DATA RECORDS:
PR #308, opened 2019-07-03
Functor the core FFI bindings over Ctypes.FOREIGN

mrmr1993:
This PR functors the commonly used FFI bindings over `Ctypes.FOREIGN`, so that we can generate C stubs using the Ctypes API and remove the majority of our libffi overhead.

This doesn't do the actual generation yet, that will be in a follow-up PR.

### DIFF
--- a/src/backend_types.mli
+++ b/src/backend_types.mli
@@ -6,17 +6,26 @@ module type Prefix_intf = sig
   val prefix : string
 end
 
+module type Foreign_types = sig
+  type 'a return
+
+  type 'a result
+end
+
 module type S = sig
+  include Foreign_types
+
   type t
 
   val typ : t typ
 
   val func_name : string -> string
 
-  val delete : t -> unit
+  val delete : (t -> unit return) result
 end
 
-module Make_foreign (M : Prefix_intf) : S
+module Make_foreign (F : Ctypes.FOREIGN) (M : Prefix_intf) :
+  S with type 'a return := 'a F.return and type 'a result := 'a F.result
 
 module type Field_prefix_intf = sig
   include Prefix_intf
@@ -27,7 +36,11 @@ end
 module type Field_constrained = sig
   type 'field t
 
-  module Make (M : Field_prefix_intf) : S with type t = M.field t
+  module Make (F : Ctypes.FOREIGN) (M : Field_prefix_intf) :
+    S
+    with type t = M.field t
+     and type 'a return := 'a F.return
+     and type 'a result := 'a F.result
 end
 
 module Var : Field_constrained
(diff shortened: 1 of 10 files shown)


src/backend_types.mli
```diff
@@ -27,7 +36,11 @@ end
 module type Field_constrained = sig
   type 'field t
 
-  module Make (M : Field_prefix_intf) : S with type t = M.field t
+  module Make (F : Ctypes.FOREIGN) (M : Field_prefix_intf) :
+    S
+    with type t = M.field t
```
imeckler: maybe have F be a submodule inside of S so you can := both types at once with a module := ?

mrmr1993: @imeckler nice, I'll do this, thanks. Would be nice to do that as a separate PR though, I'd like to get this in so I can build get rid of the libffi stuff on Friday during the holiday!

src/long_vector.ml
```diff
@@ -1,11 +1,19 @@
 open Ctypes
 
-include Vector.Make (struct
-  let prefix = "camlsnark_long_vector"
+module Bindings =
```
imeckler: Should we compress abstract these two functor calls into one?

mrmr1993:
> Is there some way we can make this less verbose?

I really intended this PR to be a sanity check that we still have the same bindings implemented in the same way, but separating the C bindings from the OCaml wrappers. I should probably have stated as much in the description, sorry.

Concretely, the plan is:
* split the code in libsnark into the C bindings (functored over `Ctypes.FOREIGN`) and the OCaml layer above them (functored over the bindings) [this PR].
  - everything should function exactly the same, checking that this is true is the main point of breaking this out as its own PR
* move the bindings into the `camlsnark_c` library, use `ctypes_cstubs` to generate direct C bindings in OCaml there, and use those non-libffi bindings to instantiate the OCaml parts left in `libsnark.ml`
  - this will move all of the `foreign` calls, binding signatures, etc. out of `libsnark.ml`, reducing the line count substantially
  - this will also be quite a large PR because we will also need to add headers for our current C bindings to link to the FFI, so I wanted it to be separate from this
* generate ctypes bindings for the actual libsnark types, switch over to using ctypes-generated allocations for the ffi instead of C++ `new`/`delete`
  - this should also remove the bulk of this PR's remaining code in `libsnark.ml`, which is dedicated to integrating the OCaml GC with these `new`/`delete` calls
  - quite a lot of the C code will need tweaking to work with the OCaml GC/not use `new`/`delete`

> It would suck for libsnark.ml (which is already super long) to gain 800 lines.

I had left the bindings in `libsnark.ml` for this PR because I thought it would be easier to check correctness while it's all still in one place. I'm very happy to move them to `camlsnark_c` now to reduce the line count, if you would prefer?

PR #619, opened 2023-10-25
Use Capacitor for all vibrations

benthecarman:
when calling `window.navigator.vibrate` on browsers that didn't support it it would throw an error, so we just let Capacitor handle it for us


futurepaul (changes requested):
actually it's worse than we thought. on safari it doesn't show the receive screen due to the unhandled error (including with this version, apparently Capacitor isn't checking for the feature either)

Screenshot 2023-10-24 at 7 43 41 PM

futurepaul:
okay now it catches the error and just prints a warning

benthecarman (commented):
ack

PR #630, opened 2023-10-26
bump the z-index of amount editor

futurepaul:
have a problem using the amount editor on the wallet connection screen on safari. my hunch is it has something to do with nested dialogs (the amount editor is a modal "dialog" launched by another modal "dialog") I can't repro unfortunately on localhost but want to see if this works when deployed...


benthecarman (approved):
fixes for me

PR #635, opened 2023-10-27
Periodically check if we have inflight payments

benthecarman:
This will only work on chrome android but it should help with stuck htlc force closures. Every hour it'll check our storage and if we have an inflight payment, it'll give a push notification

https://developer.mozilla.org/en-US/docs/Web/API/Web_Periodic_Background_Synchronization_API


benthecarman:
hmm do we need to update nodejs version or something, not sure why it says periodic sync doesn't exist

futurepaul:
really smart solution for android. we could also probably do something similar to breeze on ios where the notification server just lets them know they need to check on their wallet at a regular interval if they haven't loaded it in over a week

some stuff to figure out that I would like to be helpful with:
1. we need to make sure this will get updated when we want to update it (browsers love to cache service workers)
2. need to make sure this doesn't get cached and make dev hell (basically the same as above, but for dev mode)
3. need to work this into vite build steps to get typescript right (which will also be important for when we want to use wasm in a service worker). I had that working in my test repo, but when I tried to do the same thing in https://github.com/MutinyWallet/mutiny-web/tree/service-worker-tmp-paul/src/service-worker I was getting typescript errors ... but for starters putting a .ts file in `public` doesn't make sense because it's not a static file it needs to be transformed to .js before it ships to browser

benthecarman:
We can also do this with the android app, that might be an easier first approach

https://capacitorjs.com/docs/apis/background-runner

PR #638, opened 2023-10-28
remove nostr dev kit dep

futurepaul:
needs https://github.com/MutinyWallet/mutiny-node/pull/812


src/utils/nostr.ts
```diff
@@ -0,0 +1,61 @@
...
+    CategorizedHighlightList = 39802,
+    DVMJobFeedback = 65000,
+    DVMJobResult = 65001,
+    DVMJobRequestTranscription = 65002
+}
+
+export async function hexpubFromNpub(
+    npub: string
+): Promise<string | undefined> {
+    if (!npub.startsWith("npub")) {
```
benthecarman, line 50: Npubs are case insensitive, should handle that here

futurepaul: fixed

benthecarman (approved):

PR #648, opened 2023-10-31
Fix activity items with no fees

TonyGiorgio:


benthecarman (approved):
ACK for now

imo we should probably not show the fee if there isn't one but lets fix the bug

benthecarman:
needs `pnpm format`

benthecarman (approved):

PR #651, opened 2023-11-01
Add index html

futurepaul:
saw on solid discord apparently you can just throw in an index.html to the root and that will get used for static spa builds (what we do)

want to see if this improves our meta data on https://renderform.io/tools/twitter-card-preview-tool/#


futurepaul:
before:
Screenshot 2023-11-01 at 2 09 30 PM

after:
Screenshot 2023-11-01 at 2 09 13 PM

benthecarman:
You have a commit from another pr

benthecarman (approved):

futurepaul:
@TonyGiorgio you added `insertHead.js` so want to make sure this is accomplishing what that was... the android app seems to work fine for me in the emulator with this change

TonyGiorgio:
Do a full end to end test. Sadly I didn't comment on why it was needed. Might need to search back. It isn't initially needed but I'm pretty sure some things were broken. May I ask why you are removing it?

futurepaul:
it sounds related to this: https://stackoverflow.com/questions/62125279/what-does-unable-to-inject-capacitor-mean-and-how-can-i-fix-it

all this script does is add a `<head></head>` tag to the html during the build step so capacitor has a place to inject itself. but now that we have an html file that already has a `<head>` tag in it I don't think that's necessary?

TonyGiorgio:
Perfect, sounds good to me then.

TonyGiorgio (approved):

TASK: Scan the material above for the string "docs" and return the lines that hold it.

RESPONSE TO THIS EXERCISE:
https://developer.mozilla.org/en-US/docs/Web/API/Web_Periodic_Background_Synchronization_API
https://capacitorjs.com/docs/apis/background-runner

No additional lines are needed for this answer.